Fred Gant v. State

219 Miss. 800 | Miss. | 1954

McGehee, C. J.

This case in many respects is a companion case to that of W. O. Gant v. State, Cause No. 38994, this day decided. The proof as to the guilt or innocence of the appellant herein is substantially the same as that in the W. O. Gant case except that the appellant Fred Gant on his separate trial offered proof of an alibi as to his whereabouts at the time the property involved in the alleged theft is said to have been sold and delivered by him and his father on the 15th day of December, 1952, to the Mississippi Iron & Metal Company. Then, too, in the instant case the appellant assigns as additional errors, first, the action of the trial court in refusing a requested instruction on his behalf which stated that “if there is from the evidence a probability of the defendant’s innocence, then *802there is a reasonable doubt of his guilt and the jury-should find him not guilty”; and second, that the court erred in allowing in rebuttal certain testimony which should have been introduced by the State in chief.

This appellant likewise demurred to the indictment on the ground of the alleged insufficiency of the description of the property stolen as set forth in the indictment. We hold that there was no error in overruling the demurrer to the indictment under the authority of the cases cited in the companion case on that issue.

No reversible error was committed in refusing the instruction hereinbefore referred to, for the reason that the appellant obtained several other instructions on the question of reasonable doubt. Two of them required the jury to believe that the defendant was guilty “beyond all reasonable doubt and to a moral certainty” before he could be convicted. Another instruction told the jury that the accused could not be convicted “on speculation, suspicion or prejudice, but only on responsible evidence satisfactory to the jury and sufficient to convince the jury beyond a reasonable doubt. ’ ’ Another instruction granted to the accused stated that ‘ ‘ if there are two reasonable theories arising out of the evidence and supported by the evidence, one favorable to the State and the other favorable to the defendant, both being reasonable theories, then it is the duty of the jury to adopt the one favorable to the defendant and acquit him even though the one favorable to the State is the stronger and supported by the stronger evidence.” The accused was not entitled to the latter instruction given him by the court, since such an instruction “is never proper except where a case rests entirely upon circumstantial evidence.” Alexander, Jury Instructions, Section 172, page 82, and Lessie B. Brown v. State, Cause No. 38974, this day decided.
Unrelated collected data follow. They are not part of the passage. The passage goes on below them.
PR #648, opened 2026-09-11
Carry a worker's negotiated media to its own client

papi-ux:
## Summary

The controller side of container multiseat's media path. A worker can now
announce what it produces, have that held against what the client negotiated,
and have its frames carried to that client. What is missing is the producer:
no worker announces a contract yet, so nothing takes this path and production
stays exactly as inert as it was.

Before this, a session bound to a worker could not stream at all. The start
path refused it, because the reservation existed but nothing read media from
it, and falling back to host capture would have handed one client another
client's screen.

Six commits, each green on its own:

1. The contract itself: five messages and a per frame prefix carrying the
   index, the keyframe flag and the capture and encode timestamps. Everything
   is fixed size, big endian and validated on both sides, and the C++ and Go
   implementations pin the same golden hex vectors so they cannot drift.
2. The transport: the contract rides the media channel, ahead of the frames it
   describes, so it can never be read out of order with them. The
   acknowledgement, keyframe requests and reference invalidations ride control
   as ordinary requests with one shared acknowledgement, and all four are
   refused until both channels are attached.
3. The host pump: attaches, takes the contract, refuses anything the client did
   not negotiate, acknowledges it, then delivers every frame to the stream's own
   packet destination. From there the ordinary broadcast path does the rest, so
   worker media is sent, paced, encrypted and accounted exactly like the host's
   own. A stopping session closes its transport rather than waiting on a worker.
4. An end to end proof: a real Go worker holds its frames until the native pump
   acknowledges its contract, so the frames arriving is itself the proof that
   the negotiation happened.
5. Documentation: what the media path does now, plus two requirements that were
   nowhere. A profile volume must be mode 0700, and the physical image reference
   must be a digest.
6. The seat's data plane: the rule that a worker sends nothing before its
   contract is acknowledged now lives in production code rather than only in a
   test fixture.

Nothing falls back. A contract the client did not negotiate, a frame before the
contract, a second contract, a malformed frame and a lost transport all end the
stream. The start path refuses only what it should: a session that requires a
worker and does not have a live one.

## Exact candidate

`2b73265` on `feat/multiseat-continuous-media`, based on master `ade0e282`.

## Verification

On an RTX 4090 Fedora 44 host: full build of every target, all 25 CTest suites
(113 s), the Go worker suite, and the public docs and public surface checks.
The new suites are seven media pump cases, four protocol cases pinned against
the Go vectors, one transport case, two worker contract cases, six seat data
plane cases, and the end to end interop case. `git diff --check` is clean.

The physical multiseat harness also passed on that host for the first time,
against master rather than this branch: two isolated Gamescope workers, input
reaching only the targeted seat in both directions, one seat still running and
still receiving input after the other stopped, per seat Opus observations on
both seats, and nothing left behind.

Not verified here: the sanitizer suites, which is why this is open. The pump
runs a reader and a request thread against a shared connection, and TSan has
not seen it yet.

## Not a merge candidate yet

The encoder provider is the one thing between this and a worker that streams.
Activation is deliberately not included: a config key that starts seats which
announce nothing would only produce sessions that end themselves.


papi-ux:
Rebased onto current master and re-verified locally. Landing this is debt avoidance, not feature delivery, and the gate that actually blocks the arc is named below so nobody has to rediscover it.

**Rebase.** Eight commits replayed onto `master` with zero conflicts. The two changed-file sets are disjoint: this branch touches `src/stream.cpp` and four files under `src/platform/linux/`, while master since the base touched `src/process.cpp`, `src/video.cpp` and `stream_display_policy.*`. Master's new tree-wide source contracts were checked against this branch's 3300 new lines: no `std::system`, no `popen`, no locale-sensitive decimal parsing.

**Re-verified on the rebased tree:** full `ctest -j 8` at 25 of 25, the Go worker suite clean, and the live host config byte-identical before and after.

**What merging buys: nothing a user can reach.** Every line is behind three closed gates, and that is deliberate:

- The worker's production entrypoint passes `nil` adapters and `nil` data plane, so `newSeatDataPlane` has no production caller at all.
- The host flag `multiseat_moonlight_input` defaults false, and even flipped on it injects only an input backend, never a worker authority.
- The stream path refuses a worker session whose worker connection is not live.

**What actually blocks the arc, in order.** None of it is in this PR:

1. **The encode-observation defect.** A sixty-frame probe attaches to a seat's raw-frame socket and takes the producer down with it, killing the compositor and the game on both seats. Reproduced on the physical host; passes with observations disabled. This is small, one to three days, and strictly first, because the encoder provider will be a permanent consumer of that same socket and will hit the same class of bug on day one.
2. **The encoder provider.** The `mediaSource` seam has exactly one implementor and it is a test fixture. There is no encoder binary in the worker image, and the image contract test deliberately asserts the provider catalog is absent. One and a half to three weeks, including a worker image rebuild across the locked app roots.
3. **The activation key.** Small, and correctly last: a key that starts seats which announce nothing would only produce sessions that end themselves.

Realistically three to five weeks before a client sees a containerised seat's frames. Merging now simply stops 3300 reviewed, sanitizer-clean, SteamOS-clean lines from decaying against a master that moved ten commits in a day.

PR #673, opened 2026-09-12
fix(input): give a client the controller it asked for, from its second launch on

### LINKED ISSUE #671: Controller type the client asks for is discarded on every launch
## what happens

on every Linux launch that has a command, Polaris creates the virtual gamepad **before** the client
has told it what kind of pad to emulate, and then throws the client's answer away when it arrives.

the result is that auto-detection never runs. with the default `gamepad = auto`, a client with a
DualSense gets an Xbox One pad, and loses the touchpad, the motion sensors and the adaptive
triggers. the only workaround is the host-global `gamepad = ds5`, which is not per client, so it is
wrong for anyone else who connects.

there is some irony in it. #660 fixed the virtual DualSense mapping and resting axes, and on this
path nobody on `auto` ever reaches that pad.

## why

`input::preallocate_gamepad()` allocates controller 0 with an empty arrival:

```cpp
// src/input.cpp:275
platf::alloc_gamepad(platf_input, {id, controller_number}, {}, preallocated_gamepad_feedback_queue)
```

so `metadata.type` is `LI_CTYPE_UNKNOWN` and `metadata.capabilities` is 0. the type ladder in
`src/platform/linux/input/inputtino_gamepad.cpp:119-155` then has every auto branch unreachable:

```
:134  metadata.type == LI_CTYPE_XBOX       unreachable
:137  metadata.type == LI_CTYPE_PS         unreachable
:140  metadata.type == LI_CTYPE_NINTENDO   unreachable
:143  motion sensors present               unreachable, capabilities == 0
:146  touchpad present                     unreachable, capabilities == 0
:149  else -> Xbox One (default)           always taken
```

the client's real `SS_CONTROLLER_ARRIVAL` then arrives and is dropped, because the pad already
exists:

```cpp
// src/input.cpp:963-965
if (input->gamepads[packet->controllerNumber].id >= 0) {
  BOOST_LOG(debug) << "ControllerNumber already allocated [" << ... << ']';
  return;
}
```

that is a `debug` line, so nothing in a normal log says the client's declared type was ignored. the
capability-mismatch warnings at `inputtino_gamepad.cpp:154-171` are silenced for the same reason,
since they all test `metadata.capabilities`.

preallocation is gated on `has_launch_commands` alone (`src/process.cpp:8840,8949`), not on
headless or cage, so this is every Linux launch with a command, not just Private Stream.

## evidence

a reporter's log on #634, on a client that would otherwise have been auto-detected:

```
Info: ControllerNumber [0] preallocated before app launch
Info: Gamepad 0 will be Xbox One controller (default)
```

`(default)` is the tell. the auto-selected variants of that line are never printed on this path.

## why it is not a one line fix

the pad has to exist before the app starts, so Steam and friends see it at startup. the client's
arrival only comes once the stream is up, which is after that. and under strict isolation the
bubblewrap namespace binds the node list at exec time
(`src/platform/linux/input/inputtino_gamepad_isolation.cpp:566-631`), so a pad destroyed and
re-created after launch is invisible to the app: `--tmpfs /dev/input` plus explicit `--dev-bind`
entries resolved once, and new kernel nodes do not appear behind an existing tmpfs.

nothing remembers a client's pad type between sessions either. not `client_profiles`, not
`device_db`, not `named_cert_t`. the type is only ever sent in the in-stream arrival packet.

## proposed fix

remember the controller type per paired client and preallocate with it. the first session from a
new device is Xbox as it is today, and every session after that is right. `named_cert_t` already
carries per-client `display_mode` and `target_bitrate_kbps`, so there is precedent for the store.

and raise that dropped-arrival log above `debug`, so when it does happen it is visible.

papi-ux:
## Summary

Closes #671.

- A paired client now remembers the controller type it last declared, next to the display mode
  and bitrate it already carried.
- The pad preallocated before an app launches starts as that type instead of always Xbox One.
- A controller arrival that lands too late to be honoured is recorded for next time rather than
  only dropped.

> **Stacked on #672.** Its base is `polaris/hdr-doctor-finding` because both commits touch
> `stream_stats`. It retargets to master on its own once #672 merges.

Polaris creates the virtual gamepad before the app starts, because a game that enumerates
controllers at startup has to find one there. The client only says which pad it wants once the
stream is up, which is later. That gap was closed by preallocating with an empty arrival
(`input.cpp:275`), so `type` was `LI_CTYPE_UNKNOWN` and `capabilities` were zero, every
auto-detect branch of the ladder at `inputtino_gamepad.cpp:134-148` was unreachable, and the
answer was always the Xbox One default at `:149`. The client's real arrival then landed and was
dropped at `input.cpp:963-965` behind a `debug` line nobody reads.

So on the default `gamepad = auto` a DualSense client got an Xbox pad and lost its touchpad, its
motion sensors and its adaptive triggers, with nothing in a normal log to say why. The
host-global `gamepad = ds5` was the only way out, and it is wrong for everyone else who connects.
Preallocation is gated on `has_launch_commands` alone (`process.cpp:8840`), so this is every Linux
launch that has a command, not only Private Stream.

The pad cannot simply be swapped once the arrival lands. Under strict isolation bubblewrap binds
the device node list when it execs (`inputtino_gamepad_isolation.cpp:566-631`), so a pad destroyed
and re-created after the app started is invisible to it. What is possible is remembering. A device
streaming for the first time still gets Xbox, which is the same as today and the only honest
answer when nothing has been observed; every session after that is right.

The route stays inside the existing layering. `input.cpp` records what the client declared through
`stream_stats`, which it already depends on. `stream.cpp` persists it at teardown, where the client
uuid already lives and where temporary authorizations are already expired. `nvhttp` carries it onto
the launch session from the paired cert, the same way it already carries `device_name`, so
`process.cpp` needs nothing new to reach it.

## Exact candidate

`Commit: adcaaeee`
`Parent: f5ec7315d366d2c7cb9a74908870891bd1b324b0`
`Base: polaris/hdr-doctor-finding`

## Verification

- [x] `ctest -j 8` on the CUDA-off tree: 25 of 25 suites passed.
- [x] `PairingAccessPresetTest.RemembersTheControllerTypeAClientDeclared` covers the store: a
      never-observed device is left alone, a first answer is kept, the same answer again is
      refused so a disconnect does not churn the state file, a changed answer is kept, and an
      unknown uuid is refused.
- [x] Two source guards in `tests/unit/test_preallocated_gamepad_source.cpp`, since creating a
      uinput device is not something every runner can do. They pin that preallocation does not
      pass an empty arrival again, and that the late arrival is recorded before the early return.
- [x] **RED proven, one piece at a time.** Restoring the empty `{}` arrival fails the first guard;
      removing the late-arrival record fails the second; making the store always refuse fails the
      pairing test. Green again when each is restored.

## What is not covered

No hardware run. The type ladder in `inputtino_gamepad.cpp` is not exercised by any test in this
repo today and still is not, so what is proven is that the remembered type is stored, carried onto
the launch session and handed to preallocation, not that a DualSense appears on a second launch.
That wants a device and is the obvious next check.

The first session from any new device still gets an Xbox pad. That is unchanged behaviour rather
than a fix, and a client that never sends an arrival never teaches the host anything.

### DIFF
--- a/src/crypto.h
+++ b/src/crypto.h
@@ -107,6 +107,10 @@ namespace crypto {
     std::string uuid;
     std::string cert;
     std::string client_family;
+    /// Last controller type this client declared on arrival (an LI_CTYPE_* value), so the
+    /// pad preallocated before the app launches can be the one it actually asked for.
+    /// Zero means never observed, which is what a first session from a new device looks like.
+    int controller_type = 0;
     std::string display_mode;
     int target_bitrate_kbps = 0;
     std::int64_t paired_at = 0;
--- a/src/input.cpp
+++ b/src/input.cpp
@@ -251,7 +251,7 @@ namespace input {
     return true;
   }
 
-  void preallocate_gamepad() {
+  void preallocate_gamepad(int client_controller_type) {
     if (!config::input.controller) {
       return;
     }
@@ -272,7 +272,12 @@ namespace input {
     }
 
     constexpr int controller_number = 0;
-    if (platf::alloc_gamepad(platf_input, {id, static_cast<std::uint8_t>(controller_number)}, {}, preallocated_gamepad_feedback_queue)) {
+    const platf::gamepad_arrival_t remembered {
+      static_cast<std::uint8_t>(client_controller_type),
+      0,
+      0
+    };
+    if (platf::alloc_gamepad(platf_input, {id, static_cast<std::uint8_t>(controller_number)}, remembered, preallocated_gamepad_feedback_queue)) {
       free_id(gamepadMask, id);
       update_controller_diagnostics(false, controller_number, "ControllerNumber [0] could not be preallocated before app launch.");
       BOOST_LOG(warning) << "ControllerNumber [0] could not be preallocated before app launch"sv;
@@ -961,6 +966,11 @@ namespace input {
     }
 
     if (input->gamepads[packet->controllerNumber].id >= 0) {
+      // The pad was preallocated before the app launched, which is the only way a game sees a
+      // controller at startup, so this arrival is too late to change it. Remember what the
+      // client asked for instead, and say so, because silently emulating the wrong pad for a
+      // whole session used to leave nothing in the log at all.
+      stream_stats::update_client_declared_controller_type(packet->type);
       BOOST_LOG(debug) << "ControllerNumber already allocated ["sv << packet->controllerNumber << ']';
       return;
     }
--- a/src/input.h
+++ b/src/input.h
@@ -25,7 +25,14 @@ namespace input {
 
   bool probe_gamepads();
 
-  void preallocate_gamepad();
+  /**
+   * @brief Create controller 0 before the app launches.
+   * @param client_controller_type An LI_CTYPE_* the client declared on a previous session,
+   *        or 0 when nothing is known. The pad has to exist before the app starts so the
+   *        game sees it at startup, which is earlier than the client's own arrival packet,
+   *        so the only way to get the right pad is to remember the last one.
+   */
+  void preallocate_gamepad(int client_controller_type = 0);
   std::shared_ptr<input_t> alloc(safe::mail_t mail);
 
 #ifdef POLARIS_TESTS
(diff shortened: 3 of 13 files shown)


papi-ux:
superseded by #675. GitHub closed this automatically when its base branch `polaris/hdr-doctor-finding` was deleted on merging #672. same commit, same branch, retargeted at master.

As to whether or not it constituted reversible error to refuse the instruction to the effect that if there is *803a probability of the innocence of the defendant then there is a reasonable donbt of his guilt, we refer to the case of Lessie B. Brown v. State, supra, and to the decisions therein referred to and quoted from. The instruction should have been given but in view of the other instructions obtained by the appellant, the refusal of this instruction is not reversible error.

As to whether or not the trial court committed reversible error in permitting testimony in rebuttal which the appellant contends should have been introduced in chief, it was held in Clark v. State, 181 Miss. 455, 180 So. 602, that: “It is not reversible error for the court to allow testimony in rebuttal which should have been introduced as substantive evidence in chief, unless it is shown that no opportunity is afforded the defendant to reply by surrebuttal testimony. Roney v. State, 167 Miss. 827, 150 So. 774, and other cases therein cited. In other words, the admission of such testimony rests largely within the sound discretion of the trial court.”

In all other respects the same questions are raised on this appeal as are raised and disposed of adversely to the co-defendant of the appellant in the companion case, and the verdict of the jury on the conflicting testimony is likewise amply supported by the evidence. The case must, therefore, be affirmed.

Affirmed.

Hall, Lee, Kyle and Holmes, JJ., concur.